> _INSTRUCTIONS TO FOLLOW_
Copy every line of the entries that has the string "will" in it.
:::
PR #649, opened 2021-08-27
VVT Min Coolant Condition & Timed Delay

shiznit304:
This PR adds a condition for minimum coolant temp before activating VVT. I also added a configurable delay from 0 to 1275 seconds for the purpose of oil warmup. 

If car is started below min coolant temp, it will wait until engine reaches min coolant temp, then starts counting the delay, before then activating VVT.
If the car is restarted while hot, it will skip the timed delay.
If car (somehow) goes below min coolant temp, VVT will deactivate. Once it goes back over, VVT will reactivate.


ThresherBuilt:
This works perfectly. I have mine set to delay to 180°F and then add 350 seconds to that. So far, in slightly varied conditions, it has worked great. Oil is at operating temp, so when VVT engages, it acts normal and hits all targets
:::
> _RESPONSE TO THE TASK_
If car is started below min coolant temp, it will wait until engine reaches min coolant temp, then starts counting the delay, before then activating VVT.
If the car is restarted while hot, it will skip the timed delay.
If car (somehow) goes below min coolant temp, VVT will deactivate. Once it goes back over, VVT will reactivate.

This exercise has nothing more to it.